-- Opening Marker --

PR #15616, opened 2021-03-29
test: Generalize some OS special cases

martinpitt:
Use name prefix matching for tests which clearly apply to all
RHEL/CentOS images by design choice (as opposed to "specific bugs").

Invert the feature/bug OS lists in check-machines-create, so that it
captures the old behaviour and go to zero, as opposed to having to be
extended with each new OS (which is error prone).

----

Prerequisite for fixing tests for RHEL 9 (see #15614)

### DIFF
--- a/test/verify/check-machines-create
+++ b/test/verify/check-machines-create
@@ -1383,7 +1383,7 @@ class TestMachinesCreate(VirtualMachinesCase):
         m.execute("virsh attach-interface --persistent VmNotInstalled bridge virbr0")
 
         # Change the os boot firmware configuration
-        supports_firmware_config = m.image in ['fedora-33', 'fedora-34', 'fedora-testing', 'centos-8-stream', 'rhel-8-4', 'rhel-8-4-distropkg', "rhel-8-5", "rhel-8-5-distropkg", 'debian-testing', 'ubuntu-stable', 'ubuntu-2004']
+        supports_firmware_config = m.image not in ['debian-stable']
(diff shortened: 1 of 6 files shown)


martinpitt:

-- Closing Marker --
-- Opening Marker --

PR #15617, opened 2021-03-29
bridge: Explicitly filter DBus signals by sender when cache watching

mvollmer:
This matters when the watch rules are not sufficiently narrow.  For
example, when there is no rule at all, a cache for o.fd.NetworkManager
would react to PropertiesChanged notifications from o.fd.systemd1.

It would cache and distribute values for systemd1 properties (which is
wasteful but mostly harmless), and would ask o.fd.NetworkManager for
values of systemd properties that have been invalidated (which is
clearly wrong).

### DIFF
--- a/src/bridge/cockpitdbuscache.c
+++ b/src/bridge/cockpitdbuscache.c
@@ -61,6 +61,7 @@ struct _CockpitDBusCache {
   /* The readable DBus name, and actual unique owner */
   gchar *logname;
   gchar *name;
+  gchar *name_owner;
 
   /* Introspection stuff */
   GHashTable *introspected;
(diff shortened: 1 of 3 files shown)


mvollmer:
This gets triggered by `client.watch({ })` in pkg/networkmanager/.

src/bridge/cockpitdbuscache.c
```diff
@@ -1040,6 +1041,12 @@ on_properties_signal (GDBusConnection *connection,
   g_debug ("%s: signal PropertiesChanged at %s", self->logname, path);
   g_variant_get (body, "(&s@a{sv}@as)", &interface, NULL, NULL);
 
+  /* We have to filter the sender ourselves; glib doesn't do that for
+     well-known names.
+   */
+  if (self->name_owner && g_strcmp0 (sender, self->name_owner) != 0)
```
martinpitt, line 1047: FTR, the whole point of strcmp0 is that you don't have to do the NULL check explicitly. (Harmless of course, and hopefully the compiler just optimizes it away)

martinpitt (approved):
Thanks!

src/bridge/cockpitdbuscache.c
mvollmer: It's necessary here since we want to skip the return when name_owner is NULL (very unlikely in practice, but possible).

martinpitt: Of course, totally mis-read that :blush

-- Closing Marker --
-- Opening Marker --

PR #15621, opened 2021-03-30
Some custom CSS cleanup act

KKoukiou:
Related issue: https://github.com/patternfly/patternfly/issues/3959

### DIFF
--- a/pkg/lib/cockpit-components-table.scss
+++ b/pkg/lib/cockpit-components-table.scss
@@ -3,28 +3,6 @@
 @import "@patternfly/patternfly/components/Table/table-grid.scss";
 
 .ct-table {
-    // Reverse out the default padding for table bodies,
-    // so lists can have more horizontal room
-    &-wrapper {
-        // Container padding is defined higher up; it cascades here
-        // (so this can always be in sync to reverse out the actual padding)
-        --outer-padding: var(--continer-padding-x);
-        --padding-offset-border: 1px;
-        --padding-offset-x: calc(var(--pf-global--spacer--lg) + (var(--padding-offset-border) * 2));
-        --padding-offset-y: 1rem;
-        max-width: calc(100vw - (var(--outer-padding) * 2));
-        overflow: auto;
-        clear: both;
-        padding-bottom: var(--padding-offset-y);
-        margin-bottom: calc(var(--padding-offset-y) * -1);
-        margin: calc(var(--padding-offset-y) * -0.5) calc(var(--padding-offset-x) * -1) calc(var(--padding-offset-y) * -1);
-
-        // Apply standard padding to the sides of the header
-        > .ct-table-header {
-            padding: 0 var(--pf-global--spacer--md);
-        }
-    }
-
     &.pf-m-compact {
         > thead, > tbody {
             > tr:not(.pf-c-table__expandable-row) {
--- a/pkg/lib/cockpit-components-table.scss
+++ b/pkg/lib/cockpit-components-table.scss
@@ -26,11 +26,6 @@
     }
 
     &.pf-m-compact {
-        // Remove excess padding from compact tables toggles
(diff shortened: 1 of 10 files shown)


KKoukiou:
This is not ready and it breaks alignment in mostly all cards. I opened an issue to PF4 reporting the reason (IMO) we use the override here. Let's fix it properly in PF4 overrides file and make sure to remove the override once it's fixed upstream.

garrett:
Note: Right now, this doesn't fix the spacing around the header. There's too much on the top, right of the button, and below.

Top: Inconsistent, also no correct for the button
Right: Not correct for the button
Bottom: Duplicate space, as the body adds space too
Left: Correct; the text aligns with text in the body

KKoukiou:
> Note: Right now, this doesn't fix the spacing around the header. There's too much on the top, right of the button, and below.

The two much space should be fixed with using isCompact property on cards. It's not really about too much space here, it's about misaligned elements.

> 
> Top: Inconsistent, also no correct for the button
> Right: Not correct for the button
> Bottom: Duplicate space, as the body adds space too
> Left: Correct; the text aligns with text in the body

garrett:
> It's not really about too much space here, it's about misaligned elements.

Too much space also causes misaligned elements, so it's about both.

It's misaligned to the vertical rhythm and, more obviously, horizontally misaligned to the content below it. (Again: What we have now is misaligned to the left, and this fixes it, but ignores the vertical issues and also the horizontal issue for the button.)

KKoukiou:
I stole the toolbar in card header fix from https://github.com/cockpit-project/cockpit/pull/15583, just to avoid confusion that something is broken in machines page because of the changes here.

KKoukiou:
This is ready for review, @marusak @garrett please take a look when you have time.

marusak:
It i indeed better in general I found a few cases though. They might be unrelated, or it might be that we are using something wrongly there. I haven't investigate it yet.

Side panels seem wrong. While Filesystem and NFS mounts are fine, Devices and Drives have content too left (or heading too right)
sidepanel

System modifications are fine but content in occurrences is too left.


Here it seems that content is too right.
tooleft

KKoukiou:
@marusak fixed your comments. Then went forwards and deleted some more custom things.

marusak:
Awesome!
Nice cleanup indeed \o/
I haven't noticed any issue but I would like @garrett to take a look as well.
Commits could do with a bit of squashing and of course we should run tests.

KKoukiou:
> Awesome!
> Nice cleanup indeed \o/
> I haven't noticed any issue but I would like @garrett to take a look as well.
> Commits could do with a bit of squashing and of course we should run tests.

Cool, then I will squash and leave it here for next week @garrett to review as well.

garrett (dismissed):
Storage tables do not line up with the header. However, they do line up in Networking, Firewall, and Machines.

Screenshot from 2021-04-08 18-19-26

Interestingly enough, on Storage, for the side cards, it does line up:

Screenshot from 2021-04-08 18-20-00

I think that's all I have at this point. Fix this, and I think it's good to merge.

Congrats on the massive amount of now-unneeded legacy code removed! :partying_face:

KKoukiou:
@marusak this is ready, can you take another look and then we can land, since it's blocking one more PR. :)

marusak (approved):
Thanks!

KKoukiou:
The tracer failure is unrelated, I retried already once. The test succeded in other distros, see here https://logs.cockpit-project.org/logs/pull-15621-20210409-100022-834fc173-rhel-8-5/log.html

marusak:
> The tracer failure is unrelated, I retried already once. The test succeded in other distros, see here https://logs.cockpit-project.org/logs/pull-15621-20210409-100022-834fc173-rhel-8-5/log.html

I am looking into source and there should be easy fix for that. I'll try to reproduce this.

-- Closing Marker --

**WHAT THE EXERCISE ASKS:** Lines in the records that hold the word "Note" are to be counted; give only the total.

**REPLY TO THE EXERCISE:** 2